As he lifted body bags onto gurneys, the 41-year-old father found himself judging the young gang members whose rampage had killed seven men and injured many others. “If you’re going to be angry,” he recalled thinking, “be angry against the oppressor!”
In media reports, state officials largely attributed the violence to gang rivalries and contraband cell phones. But after two decades inside, Staton — who goes by “Zo” — could talk like an anthropologist, describing how endless sentences, meager medical care, and moldy food had spawned hopelessness and rage among the mostly Black population. The prison itself bore the name of Confederate Gen. Robert E. Lee, leading another man inside to call it “nothing more than a modern-day plantation.”
So it was all the more jarring to see cheery flyers, posted around the prison soon after the riot, inviting men to apply for a new unit called Restoring Promise, where residents ages 18 to 25 would supposedly find “a right to privacy, self-expression, and connection with family.”

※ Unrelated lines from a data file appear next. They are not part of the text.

PR #6440, opened 2022-04-23
libfetchers/git: hardcode `--git-dir`

Ma27:
To demonstrate the problem:

* You need a `git` at 2.33.3 in your $PATH
* An expression like this in a git repository:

What Sets the Restoring Promise Initiative Apart?
Staton had seen programs come and go, but Restoring Promise seemed radical. The concept drew on German prisons, where people have individual cells they can personalize, and officers act more like counselors. In the new Restoring Promise unit, older men like Staton would serve as mentors. They would design the living environment and teach classes on everything from financial literacy to parenting. They would also write the unit’s rules, and decide together how to treat rulebreakers.
For Staton, Restoring Promise was a chance to share the wisdom he’d earned over 21 years inside. The Marlboro County native was doing life for helping a cousin murder a woman, but he always maintained his innocence and never stopped filing appeals.